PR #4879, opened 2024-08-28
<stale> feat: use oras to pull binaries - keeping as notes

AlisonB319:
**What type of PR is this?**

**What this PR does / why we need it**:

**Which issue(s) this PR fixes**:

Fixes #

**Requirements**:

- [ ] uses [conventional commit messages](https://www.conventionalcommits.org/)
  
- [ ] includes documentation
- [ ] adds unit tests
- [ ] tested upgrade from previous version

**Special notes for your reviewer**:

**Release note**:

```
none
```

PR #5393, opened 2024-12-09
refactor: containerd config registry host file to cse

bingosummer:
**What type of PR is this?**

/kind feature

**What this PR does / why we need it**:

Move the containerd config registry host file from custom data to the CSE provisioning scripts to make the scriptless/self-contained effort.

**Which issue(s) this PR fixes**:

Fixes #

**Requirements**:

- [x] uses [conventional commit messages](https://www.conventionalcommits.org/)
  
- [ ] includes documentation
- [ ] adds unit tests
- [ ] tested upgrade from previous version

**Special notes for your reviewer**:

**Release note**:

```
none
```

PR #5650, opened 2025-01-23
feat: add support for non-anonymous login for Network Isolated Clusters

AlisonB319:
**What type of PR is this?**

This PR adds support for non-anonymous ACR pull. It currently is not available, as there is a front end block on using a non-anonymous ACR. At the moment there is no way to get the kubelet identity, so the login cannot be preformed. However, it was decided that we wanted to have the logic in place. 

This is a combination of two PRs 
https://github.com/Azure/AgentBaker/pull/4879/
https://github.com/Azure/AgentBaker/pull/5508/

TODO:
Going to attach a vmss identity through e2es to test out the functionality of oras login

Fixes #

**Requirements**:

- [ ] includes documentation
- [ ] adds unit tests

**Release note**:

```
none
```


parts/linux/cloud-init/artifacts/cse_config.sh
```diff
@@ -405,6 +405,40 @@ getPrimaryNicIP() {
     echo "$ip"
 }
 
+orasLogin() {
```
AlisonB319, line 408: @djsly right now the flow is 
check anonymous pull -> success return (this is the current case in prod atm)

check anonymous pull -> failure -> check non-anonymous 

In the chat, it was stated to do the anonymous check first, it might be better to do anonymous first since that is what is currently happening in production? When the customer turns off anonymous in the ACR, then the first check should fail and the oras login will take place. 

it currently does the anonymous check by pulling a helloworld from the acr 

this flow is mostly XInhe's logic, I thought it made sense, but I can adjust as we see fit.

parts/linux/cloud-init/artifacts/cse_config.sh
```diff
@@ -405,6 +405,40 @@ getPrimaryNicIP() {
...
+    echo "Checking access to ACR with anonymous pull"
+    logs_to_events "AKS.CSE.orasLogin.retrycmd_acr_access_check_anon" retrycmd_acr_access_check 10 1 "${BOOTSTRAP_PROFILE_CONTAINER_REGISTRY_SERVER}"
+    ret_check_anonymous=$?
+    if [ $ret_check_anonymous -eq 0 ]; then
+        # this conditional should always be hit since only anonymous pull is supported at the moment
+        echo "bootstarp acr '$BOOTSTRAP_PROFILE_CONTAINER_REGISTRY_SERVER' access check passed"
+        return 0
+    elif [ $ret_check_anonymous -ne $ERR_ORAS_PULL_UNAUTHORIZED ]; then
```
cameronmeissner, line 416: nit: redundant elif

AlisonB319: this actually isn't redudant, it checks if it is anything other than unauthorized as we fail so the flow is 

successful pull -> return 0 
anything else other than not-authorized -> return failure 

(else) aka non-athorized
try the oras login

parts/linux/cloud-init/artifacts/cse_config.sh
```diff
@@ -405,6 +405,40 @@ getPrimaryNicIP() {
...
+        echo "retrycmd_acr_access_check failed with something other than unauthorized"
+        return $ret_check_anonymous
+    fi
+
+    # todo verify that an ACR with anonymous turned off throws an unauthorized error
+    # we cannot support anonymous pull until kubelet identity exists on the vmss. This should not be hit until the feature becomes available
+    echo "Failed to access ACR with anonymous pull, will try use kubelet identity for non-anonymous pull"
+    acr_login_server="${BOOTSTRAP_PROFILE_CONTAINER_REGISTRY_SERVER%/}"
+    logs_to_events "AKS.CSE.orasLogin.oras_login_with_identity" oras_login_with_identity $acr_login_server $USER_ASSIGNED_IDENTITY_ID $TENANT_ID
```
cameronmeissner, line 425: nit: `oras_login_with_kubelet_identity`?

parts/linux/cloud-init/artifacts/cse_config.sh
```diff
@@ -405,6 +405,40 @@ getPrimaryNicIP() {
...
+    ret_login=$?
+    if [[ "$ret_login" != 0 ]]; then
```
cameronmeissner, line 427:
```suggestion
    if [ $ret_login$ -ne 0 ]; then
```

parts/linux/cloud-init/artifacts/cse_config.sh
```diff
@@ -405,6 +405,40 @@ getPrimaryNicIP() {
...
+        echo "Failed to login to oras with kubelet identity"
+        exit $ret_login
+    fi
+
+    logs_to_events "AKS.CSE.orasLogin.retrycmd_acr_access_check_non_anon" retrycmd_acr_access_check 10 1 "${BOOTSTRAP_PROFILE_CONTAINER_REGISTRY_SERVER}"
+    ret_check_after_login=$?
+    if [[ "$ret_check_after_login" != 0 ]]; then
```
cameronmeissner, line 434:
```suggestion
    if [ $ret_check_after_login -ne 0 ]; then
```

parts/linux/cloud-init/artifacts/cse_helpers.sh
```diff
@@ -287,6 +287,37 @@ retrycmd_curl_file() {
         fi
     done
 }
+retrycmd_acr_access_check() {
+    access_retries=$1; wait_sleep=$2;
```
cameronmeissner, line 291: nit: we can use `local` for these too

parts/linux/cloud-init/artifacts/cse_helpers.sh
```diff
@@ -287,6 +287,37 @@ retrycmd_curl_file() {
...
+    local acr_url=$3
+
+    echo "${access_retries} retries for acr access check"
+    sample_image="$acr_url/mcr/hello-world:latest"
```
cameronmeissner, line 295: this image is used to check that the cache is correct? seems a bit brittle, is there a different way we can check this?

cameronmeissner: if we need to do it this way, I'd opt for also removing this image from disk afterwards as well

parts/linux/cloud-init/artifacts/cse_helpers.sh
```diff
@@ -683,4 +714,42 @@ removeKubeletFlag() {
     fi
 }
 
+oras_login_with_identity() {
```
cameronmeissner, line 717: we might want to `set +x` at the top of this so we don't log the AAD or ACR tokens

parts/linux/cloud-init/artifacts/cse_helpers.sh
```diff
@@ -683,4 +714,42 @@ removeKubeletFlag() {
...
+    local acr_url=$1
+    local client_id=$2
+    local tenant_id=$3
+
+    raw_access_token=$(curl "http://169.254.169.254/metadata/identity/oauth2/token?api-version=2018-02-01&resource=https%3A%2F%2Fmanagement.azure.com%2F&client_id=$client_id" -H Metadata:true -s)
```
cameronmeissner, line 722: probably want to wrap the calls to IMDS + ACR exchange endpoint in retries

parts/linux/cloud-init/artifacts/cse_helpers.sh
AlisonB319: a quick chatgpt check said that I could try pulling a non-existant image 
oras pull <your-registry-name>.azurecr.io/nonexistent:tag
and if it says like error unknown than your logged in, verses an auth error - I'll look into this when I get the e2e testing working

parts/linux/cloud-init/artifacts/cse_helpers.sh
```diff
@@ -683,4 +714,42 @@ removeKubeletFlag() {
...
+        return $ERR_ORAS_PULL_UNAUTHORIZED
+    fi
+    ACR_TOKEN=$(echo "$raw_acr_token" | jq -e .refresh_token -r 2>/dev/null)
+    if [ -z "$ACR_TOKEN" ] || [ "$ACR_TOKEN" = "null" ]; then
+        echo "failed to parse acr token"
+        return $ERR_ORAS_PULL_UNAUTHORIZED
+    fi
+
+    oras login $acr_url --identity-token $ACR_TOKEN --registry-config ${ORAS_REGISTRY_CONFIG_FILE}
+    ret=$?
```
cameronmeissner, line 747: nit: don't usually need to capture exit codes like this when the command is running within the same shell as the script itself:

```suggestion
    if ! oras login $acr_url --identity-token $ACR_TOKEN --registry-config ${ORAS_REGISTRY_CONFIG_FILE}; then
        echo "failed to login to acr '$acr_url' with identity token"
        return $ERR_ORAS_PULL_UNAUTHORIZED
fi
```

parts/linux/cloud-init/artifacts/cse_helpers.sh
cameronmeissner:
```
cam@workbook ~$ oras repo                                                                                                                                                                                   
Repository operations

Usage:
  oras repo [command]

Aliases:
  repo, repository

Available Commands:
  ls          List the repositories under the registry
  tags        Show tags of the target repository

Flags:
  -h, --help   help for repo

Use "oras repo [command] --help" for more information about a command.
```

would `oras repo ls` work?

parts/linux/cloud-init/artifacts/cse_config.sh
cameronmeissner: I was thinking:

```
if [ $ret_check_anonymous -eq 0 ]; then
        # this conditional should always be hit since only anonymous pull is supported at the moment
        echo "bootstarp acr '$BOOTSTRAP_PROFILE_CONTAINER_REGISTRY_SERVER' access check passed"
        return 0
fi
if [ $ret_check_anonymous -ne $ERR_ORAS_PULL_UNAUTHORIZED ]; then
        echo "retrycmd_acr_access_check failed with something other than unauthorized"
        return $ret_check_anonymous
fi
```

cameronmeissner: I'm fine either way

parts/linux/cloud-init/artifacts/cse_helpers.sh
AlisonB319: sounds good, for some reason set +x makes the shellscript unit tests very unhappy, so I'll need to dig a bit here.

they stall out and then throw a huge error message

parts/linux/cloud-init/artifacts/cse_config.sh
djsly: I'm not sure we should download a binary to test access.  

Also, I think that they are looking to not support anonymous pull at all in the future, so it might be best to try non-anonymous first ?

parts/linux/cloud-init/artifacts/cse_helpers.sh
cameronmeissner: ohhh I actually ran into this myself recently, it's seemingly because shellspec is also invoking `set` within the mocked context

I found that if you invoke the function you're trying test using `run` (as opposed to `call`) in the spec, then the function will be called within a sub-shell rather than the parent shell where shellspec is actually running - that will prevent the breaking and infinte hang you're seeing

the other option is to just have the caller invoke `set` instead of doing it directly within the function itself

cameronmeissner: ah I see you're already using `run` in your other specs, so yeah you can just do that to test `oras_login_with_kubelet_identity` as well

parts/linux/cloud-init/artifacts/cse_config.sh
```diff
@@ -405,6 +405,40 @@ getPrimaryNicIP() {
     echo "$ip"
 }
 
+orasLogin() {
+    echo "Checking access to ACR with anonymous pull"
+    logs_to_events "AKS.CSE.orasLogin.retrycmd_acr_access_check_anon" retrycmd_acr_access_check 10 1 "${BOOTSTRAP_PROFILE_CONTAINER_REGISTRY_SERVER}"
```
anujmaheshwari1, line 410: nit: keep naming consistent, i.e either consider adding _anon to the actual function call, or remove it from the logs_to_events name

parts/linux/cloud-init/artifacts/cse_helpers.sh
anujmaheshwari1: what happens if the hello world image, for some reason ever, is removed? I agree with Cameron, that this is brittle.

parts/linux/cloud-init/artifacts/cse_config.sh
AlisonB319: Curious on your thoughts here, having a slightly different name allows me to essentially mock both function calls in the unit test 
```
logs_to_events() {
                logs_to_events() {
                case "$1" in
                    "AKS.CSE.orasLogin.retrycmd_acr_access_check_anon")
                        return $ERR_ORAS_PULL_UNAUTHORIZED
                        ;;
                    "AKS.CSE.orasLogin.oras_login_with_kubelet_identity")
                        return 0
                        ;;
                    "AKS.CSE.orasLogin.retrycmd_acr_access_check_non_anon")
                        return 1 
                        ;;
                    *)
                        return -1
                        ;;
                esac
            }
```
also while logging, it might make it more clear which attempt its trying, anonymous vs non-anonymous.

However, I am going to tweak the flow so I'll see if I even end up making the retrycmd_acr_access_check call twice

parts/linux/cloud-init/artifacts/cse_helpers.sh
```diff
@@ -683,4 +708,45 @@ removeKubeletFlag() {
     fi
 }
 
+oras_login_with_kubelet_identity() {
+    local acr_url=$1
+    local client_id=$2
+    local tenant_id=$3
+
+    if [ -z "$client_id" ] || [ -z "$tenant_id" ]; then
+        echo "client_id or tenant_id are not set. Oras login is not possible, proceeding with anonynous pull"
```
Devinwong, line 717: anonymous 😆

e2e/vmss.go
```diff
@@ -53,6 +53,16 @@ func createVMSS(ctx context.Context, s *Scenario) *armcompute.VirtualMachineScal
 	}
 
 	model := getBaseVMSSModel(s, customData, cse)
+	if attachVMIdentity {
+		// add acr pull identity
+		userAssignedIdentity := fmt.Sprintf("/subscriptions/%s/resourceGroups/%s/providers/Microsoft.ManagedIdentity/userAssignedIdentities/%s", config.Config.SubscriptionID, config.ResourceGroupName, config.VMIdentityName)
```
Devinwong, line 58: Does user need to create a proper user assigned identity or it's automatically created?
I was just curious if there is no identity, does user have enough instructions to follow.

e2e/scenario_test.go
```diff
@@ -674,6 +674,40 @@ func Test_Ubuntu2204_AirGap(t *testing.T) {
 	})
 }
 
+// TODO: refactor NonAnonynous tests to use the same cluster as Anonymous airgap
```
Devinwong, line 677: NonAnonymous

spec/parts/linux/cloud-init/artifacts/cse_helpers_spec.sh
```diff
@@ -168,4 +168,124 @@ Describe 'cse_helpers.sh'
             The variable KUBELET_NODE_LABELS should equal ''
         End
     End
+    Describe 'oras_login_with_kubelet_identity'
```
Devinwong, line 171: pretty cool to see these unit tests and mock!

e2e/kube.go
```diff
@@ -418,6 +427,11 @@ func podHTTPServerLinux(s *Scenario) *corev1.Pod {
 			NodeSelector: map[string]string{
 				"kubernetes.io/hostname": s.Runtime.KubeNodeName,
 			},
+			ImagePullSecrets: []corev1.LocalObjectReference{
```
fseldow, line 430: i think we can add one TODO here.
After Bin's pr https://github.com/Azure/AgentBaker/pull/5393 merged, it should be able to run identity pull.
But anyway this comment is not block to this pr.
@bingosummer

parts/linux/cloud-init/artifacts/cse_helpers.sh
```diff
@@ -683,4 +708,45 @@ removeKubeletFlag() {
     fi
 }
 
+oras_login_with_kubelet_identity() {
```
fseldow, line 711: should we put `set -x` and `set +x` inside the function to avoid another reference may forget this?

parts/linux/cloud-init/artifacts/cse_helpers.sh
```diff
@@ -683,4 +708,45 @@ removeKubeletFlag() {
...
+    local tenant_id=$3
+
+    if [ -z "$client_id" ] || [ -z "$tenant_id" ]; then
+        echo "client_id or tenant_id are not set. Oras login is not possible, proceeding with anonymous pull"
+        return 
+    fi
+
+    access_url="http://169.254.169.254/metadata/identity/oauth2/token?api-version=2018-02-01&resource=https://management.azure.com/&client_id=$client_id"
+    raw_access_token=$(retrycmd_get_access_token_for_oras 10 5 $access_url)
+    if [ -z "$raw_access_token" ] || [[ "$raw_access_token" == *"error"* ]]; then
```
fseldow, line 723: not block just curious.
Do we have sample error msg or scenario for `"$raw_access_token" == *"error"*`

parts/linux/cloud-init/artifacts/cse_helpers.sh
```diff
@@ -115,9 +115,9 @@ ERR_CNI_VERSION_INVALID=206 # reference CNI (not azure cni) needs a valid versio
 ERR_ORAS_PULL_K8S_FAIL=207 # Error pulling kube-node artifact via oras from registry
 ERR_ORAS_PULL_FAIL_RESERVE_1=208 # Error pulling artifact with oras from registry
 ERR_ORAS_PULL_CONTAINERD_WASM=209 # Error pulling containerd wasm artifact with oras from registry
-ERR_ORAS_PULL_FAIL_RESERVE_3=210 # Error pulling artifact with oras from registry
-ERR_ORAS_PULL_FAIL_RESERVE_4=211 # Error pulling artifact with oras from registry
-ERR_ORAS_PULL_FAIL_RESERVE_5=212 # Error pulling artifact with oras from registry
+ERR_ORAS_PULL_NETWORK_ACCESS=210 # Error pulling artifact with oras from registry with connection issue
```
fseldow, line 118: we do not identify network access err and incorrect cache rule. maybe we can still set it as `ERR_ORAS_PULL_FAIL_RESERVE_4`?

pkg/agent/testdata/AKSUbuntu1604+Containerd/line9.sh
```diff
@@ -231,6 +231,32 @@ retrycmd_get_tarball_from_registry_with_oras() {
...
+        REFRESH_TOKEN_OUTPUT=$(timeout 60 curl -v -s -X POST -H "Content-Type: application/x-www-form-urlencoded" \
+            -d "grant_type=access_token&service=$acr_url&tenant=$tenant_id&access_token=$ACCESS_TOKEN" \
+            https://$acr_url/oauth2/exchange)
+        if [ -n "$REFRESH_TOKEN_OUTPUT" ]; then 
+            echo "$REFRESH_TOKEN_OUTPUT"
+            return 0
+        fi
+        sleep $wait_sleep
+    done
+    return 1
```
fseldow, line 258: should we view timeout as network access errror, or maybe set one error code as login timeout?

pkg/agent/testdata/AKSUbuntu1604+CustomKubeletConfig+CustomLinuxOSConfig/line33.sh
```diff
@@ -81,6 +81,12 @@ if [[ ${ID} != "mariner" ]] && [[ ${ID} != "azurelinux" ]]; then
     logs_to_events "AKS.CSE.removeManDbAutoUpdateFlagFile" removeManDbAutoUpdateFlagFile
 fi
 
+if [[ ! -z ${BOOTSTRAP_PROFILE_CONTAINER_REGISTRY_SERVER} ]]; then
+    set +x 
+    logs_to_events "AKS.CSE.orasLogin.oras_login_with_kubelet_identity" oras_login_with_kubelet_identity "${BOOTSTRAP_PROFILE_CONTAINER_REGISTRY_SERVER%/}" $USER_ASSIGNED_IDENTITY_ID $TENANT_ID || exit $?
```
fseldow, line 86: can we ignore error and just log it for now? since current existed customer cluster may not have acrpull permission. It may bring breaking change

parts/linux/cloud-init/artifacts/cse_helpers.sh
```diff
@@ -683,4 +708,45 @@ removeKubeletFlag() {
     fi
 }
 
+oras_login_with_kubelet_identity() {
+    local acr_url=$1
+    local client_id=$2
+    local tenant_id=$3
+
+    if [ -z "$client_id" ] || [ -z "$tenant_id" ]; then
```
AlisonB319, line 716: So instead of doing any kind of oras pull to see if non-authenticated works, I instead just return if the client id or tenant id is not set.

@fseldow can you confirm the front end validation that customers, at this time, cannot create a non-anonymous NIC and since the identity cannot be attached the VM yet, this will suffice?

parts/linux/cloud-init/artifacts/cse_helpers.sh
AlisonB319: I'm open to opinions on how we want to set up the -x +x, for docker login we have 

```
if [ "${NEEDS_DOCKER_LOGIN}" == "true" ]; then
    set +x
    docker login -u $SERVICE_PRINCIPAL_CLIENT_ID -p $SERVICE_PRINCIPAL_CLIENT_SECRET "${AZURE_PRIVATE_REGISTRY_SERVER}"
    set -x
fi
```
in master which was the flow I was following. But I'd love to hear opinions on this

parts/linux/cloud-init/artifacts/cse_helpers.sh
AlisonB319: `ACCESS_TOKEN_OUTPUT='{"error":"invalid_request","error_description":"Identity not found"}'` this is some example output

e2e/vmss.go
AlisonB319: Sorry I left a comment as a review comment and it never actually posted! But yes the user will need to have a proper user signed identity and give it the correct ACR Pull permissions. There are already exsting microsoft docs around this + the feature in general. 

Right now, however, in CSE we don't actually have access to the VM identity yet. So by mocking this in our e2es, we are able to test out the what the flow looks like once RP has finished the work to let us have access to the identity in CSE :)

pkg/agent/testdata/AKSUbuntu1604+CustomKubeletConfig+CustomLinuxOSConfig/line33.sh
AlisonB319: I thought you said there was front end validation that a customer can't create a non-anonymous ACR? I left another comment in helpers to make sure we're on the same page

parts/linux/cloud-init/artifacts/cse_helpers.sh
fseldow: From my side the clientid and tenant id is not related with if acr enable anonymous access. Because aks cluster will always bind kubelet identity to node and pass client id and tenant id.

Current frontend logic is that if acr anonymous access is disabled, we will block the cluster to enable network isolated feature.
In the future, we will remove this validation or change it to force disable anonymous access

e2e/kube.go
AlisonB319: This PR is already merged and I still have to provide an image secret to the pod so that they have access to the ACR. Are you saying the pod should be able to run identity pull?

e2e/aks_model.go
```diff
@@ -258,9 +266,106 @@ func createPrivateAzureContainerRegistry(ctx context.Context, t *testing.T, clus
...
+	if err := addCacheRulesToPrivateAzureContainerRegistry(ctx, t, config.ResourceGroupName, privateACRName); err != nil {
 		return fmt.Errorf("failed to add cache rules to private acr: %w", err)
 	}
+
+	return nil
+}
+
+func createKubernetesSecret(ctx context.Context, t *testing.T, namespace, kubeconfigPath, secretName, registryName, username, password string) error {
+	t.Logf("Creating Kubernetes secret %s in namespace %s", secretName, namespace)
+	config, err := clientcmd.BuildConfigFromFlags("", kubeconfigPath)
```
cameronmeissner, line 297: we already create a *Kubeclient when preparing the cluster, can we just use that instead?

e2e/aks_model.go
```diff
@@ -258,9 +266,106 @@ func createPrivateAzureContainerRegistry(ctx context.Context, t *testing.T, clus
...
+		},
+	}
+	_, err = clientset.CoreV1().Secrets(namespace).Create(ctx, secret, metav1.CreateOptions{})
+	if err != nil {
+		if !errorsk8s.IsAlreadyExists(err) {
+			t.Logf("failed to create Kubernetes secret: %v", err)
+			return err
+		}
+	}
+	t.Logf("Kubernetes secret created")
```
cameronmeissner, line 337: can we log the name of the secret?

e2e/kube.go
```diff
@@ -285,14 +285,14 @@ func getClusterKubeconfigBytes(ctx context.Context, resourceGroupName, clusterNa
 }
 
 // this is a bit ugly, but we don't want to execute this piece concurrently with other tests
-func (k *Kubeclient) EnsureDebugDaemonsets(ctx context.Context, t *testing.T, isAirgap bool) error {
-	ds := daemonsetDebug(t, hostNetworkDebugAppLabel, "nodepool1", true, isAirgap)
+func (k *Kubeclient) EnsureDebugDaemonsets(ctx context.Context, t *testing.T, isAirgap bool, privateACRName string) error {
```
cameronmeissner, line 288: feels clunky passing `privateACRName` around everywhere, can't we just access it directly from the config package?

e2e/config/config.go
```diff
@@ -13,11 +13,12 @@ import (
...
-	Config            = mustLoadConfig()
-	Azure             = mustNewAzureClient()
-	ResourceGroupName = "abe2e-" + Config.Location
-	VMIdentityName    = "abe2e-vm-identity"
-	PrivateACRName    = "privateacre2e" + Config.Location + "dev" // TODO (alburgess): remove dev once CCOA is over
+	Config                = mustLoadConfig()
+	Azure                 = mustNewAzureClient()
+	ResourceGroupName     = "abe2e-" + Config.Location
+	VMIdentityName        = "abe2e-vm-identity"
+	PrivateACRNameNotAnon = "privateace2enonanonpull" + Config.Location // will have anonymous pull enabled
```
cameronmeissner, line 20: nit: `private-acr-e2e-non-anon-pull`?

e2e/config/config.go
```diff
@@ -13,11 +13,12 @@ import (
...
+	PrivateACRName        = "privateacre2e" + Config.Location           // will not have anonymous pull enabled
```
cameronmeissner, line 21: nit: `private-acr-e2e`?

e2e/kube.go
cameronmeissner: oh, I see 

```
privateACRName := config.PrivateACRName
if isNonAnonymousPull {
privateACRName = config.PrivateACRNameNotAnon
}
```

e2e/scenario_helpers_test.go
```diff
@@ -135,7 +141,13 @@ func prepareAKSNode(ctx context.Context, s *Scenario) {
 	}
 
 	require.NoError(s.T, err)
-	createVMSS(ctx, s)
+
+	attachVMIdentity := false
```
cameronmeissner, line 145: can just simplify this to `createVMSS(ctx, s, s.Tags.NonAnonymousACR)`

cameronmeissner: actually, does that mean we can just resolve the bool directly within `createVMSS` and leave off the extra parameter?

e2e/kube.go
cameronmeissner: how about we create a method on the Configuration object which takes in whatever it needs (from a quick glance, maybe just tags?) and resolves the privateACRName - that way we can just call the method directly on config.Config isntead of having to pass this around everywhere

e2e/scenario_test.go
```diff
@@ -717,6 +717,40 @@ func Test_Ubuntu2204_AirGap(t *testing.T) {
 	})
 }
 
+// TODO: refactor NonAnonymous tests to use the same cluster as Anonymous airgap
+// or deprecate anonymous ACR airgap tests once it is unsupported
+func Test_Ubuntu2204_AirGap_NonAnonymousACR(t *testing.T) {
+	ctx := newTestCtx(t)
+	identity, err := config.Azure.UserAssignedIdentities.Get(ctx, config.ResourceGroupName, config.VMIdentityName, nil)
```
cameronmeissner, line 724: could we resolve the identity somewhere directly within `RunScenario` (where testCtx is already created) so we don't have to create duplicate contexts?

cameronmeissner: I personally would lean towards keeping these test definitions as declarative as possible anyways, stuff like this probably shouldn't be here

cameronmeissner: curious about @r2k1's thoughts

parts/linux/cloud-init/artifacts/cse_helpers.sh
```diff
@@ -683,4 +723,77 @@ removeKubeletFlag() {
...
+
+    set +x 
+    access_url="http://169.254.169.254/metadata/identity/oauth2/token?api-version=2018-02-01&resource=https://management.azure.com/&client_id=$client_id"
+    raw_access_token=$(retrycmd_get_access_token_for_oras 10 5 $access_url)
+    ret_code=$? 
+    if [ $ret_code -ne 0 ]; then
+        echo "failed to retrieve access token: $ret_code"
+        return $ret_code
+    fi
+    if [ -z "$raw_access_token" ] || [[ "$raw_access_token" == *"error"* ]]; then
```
════════
__Work item__: Read the material above and copy out each line holding "uses".

__Answer to this task__:
- [ ] uses [conventional commit messages](https://www.conventionalcommits.org/)
- [x] uses [conventional commit messages](https://www.conventionalcommits.org/)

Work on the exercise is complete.